START SUPPLIED INFORMATION

PR #14, opened 2017-07-09
alicloud/provider: Add a new alicloud resource oss_bucket_object

xiaozhu36:
This PR add a new alicloud resource oss bucket object, and it contains oss bucket object's resource provider, test cases and introduction documents.

The PR has a dependency on terraform-providers/terraform-provider-alicloud#10.

The running results of oss bucket object test cases as follows:

TF_ACC=1 go test ./alicloud/ -v -run=TestAccAlicloudOssBucketObject -timeout=120m
=== RUN   TestAccAlicloudOssBucketObject_source
--- PASS: TestAccAlicloudOssBucketObject_source (16.41s)
=== RUN   TestAccAlicloudOssBucketObject_content
--- PASS: TestAccAlicloudOssBucketObject_content (16.13s)
=== RUN   TestAccAlicloudOssBucketObject_acl
--- PASS: TestAccAlicloudOssBucketObject_acl (14.30s)
PASS
ok      github.com/terraform-providers/terraform-provider-alicloud/alicloud     46.864s


alicloud/resource_alicloud_oss_bucket_object.go
```diff
@@ -0,0 +1,250 @@
...
+	}
+
+	options, err := buildObjectHeaderOptions(d)
+	if err != nil {
+		return fmt.Errorf("Error building object header options: %#v", err)
+	}
+
+	object, err := bucket.GetObjectDetailedMeta(d.Get("key").(string), options...)
+	if err != nil {
+		return fmt.Errorf("Error Reading Object: %#v", err)
```
catsby: Is it possible this call will return an `err` that represents a `404 not found`, such that we would return here and not get to check if the `object` is `nil` in the next block, where we would also call `d.SetId("")`?

xiaozhu36:
@catsby Thanks for your review.

I have fixed the conflict and please review again, thanks a lot

Regards,
Guimin He

xiaozhu36:
@catsby Thanks for your review.

I have fixed the conflict and please review again, thanks a lot

Regards,
Guimin He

END SUPPLIED INFORMATION

TASK ITEM: Search the listing for the word "providers", and copy every line in which it is found.

RESPONSE TO THE TASK:
The PR has a dependency on terraform-providers/terraform-provider-alicloud#10.
ok      github.com/terraform-providers/terraform-provider-alicloud/alicloud     46.864s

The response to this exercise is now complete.